Start of Extracted data

PR #179, opened 2024-04-30
Add transform= keyword to cbasis integrals (#178)

### LINKED ISSUE #178: [REQUEST] Make lincint wrapper more flexible
**Is there a change to the code or algorithm you would like to see?**
In the [libcint wrapper](https://github.com/theochem/gbasis/blob/master/gbasis/integrals/libcint.py):
- Add `notation` argument to allow for choosing between `"chemist"` and `"physics"` when computing `electron_repulsion_integral`.
- Add `transform` argument to all integral methods; make sure to keep arguments in the same order as original code. 

These two items can be addressed in separate PRs.

msricher:
Fixes #178: Add transform argument to all integral methods; make sure to keep arguments in the same order as original code.

I don't see where `transform=` keyword is tested in the main Gbasis Python code... @leila-pujal are there tests for this? 

Once I add tests, it can be merged.  I made sure it still runs and passes, at least. I just want to make sure I can replicate any existing tests.

## Checklist

- [x] Update documentation
- [ ] Rebase onto master

## Type of Changes

|   | Type |
| ✓  | :bug: Bug fix  |
| ✓  | :scroll: Docs |

### DIFF
--- a/gbasis/integrals/libcint.py
+++ b/gbasis/integrals/libcint.py
@@ -1160,7 +1160,9 @@ class CBasis:
         raise NotImplementedError("Angular momentum integral doesn't work; see Issue #149")
         # return self._amom(origin=origin, notation=notation, transform=transform)
 
-    def point_charge_integral(self, point_coords, point_charges, notation="physicist", transform=None):
+    def point_charge_integral(
+        self, point_coords, point_charges, notation="physicist", transform=None
+    ):
         r"""
         Compute the point charge integrals.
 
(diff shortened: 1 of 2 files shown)


leila-pujal:
@msricher, yes it is not obvious to find where the transformation is applied. So the transform is used in [base_one.py](https://github.com/theochem/gbasis/blob/8df478e7b842cd4b8965034f7039db5623c7e83b/gbasis/base_one.py#L294), [base_two_symm.py](https://github.com/theochem/gbasis/blob/8df478e7b842cd4b8965034f7039db5623c7e83b/gbasis/base_two_symm.py#L405)  and [base_four_symm.py](https://github.com/theochem/gbasis/blob/8df478e7b842cd4b8965034f7039db5623c7e83b/gbasis/base_four_symm.py#L611). Basically it is used when `construct_array_lincomb` method is called for a specific type of base integral (1, 2 or 4 contractions).  I think the functionality is tested for both, higher API functions (for example passing a transfrom to overlap_integral) and for the `construct_array_lincomb()` methods defined in the different base_*.py modules. Let me know if you still have doubts about this and thanks a lot for working on this.

leila-pujal (approved):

End of Extracted data

(Exercise aim) Which lines above hold the string "None"? Copy each of them.

(Reply)
-    def point_charge_integral(self, point_coords, point_charges, notation="physicist", transform=None):
+        self, point_coords, point_charges, notation="physicist", transform=None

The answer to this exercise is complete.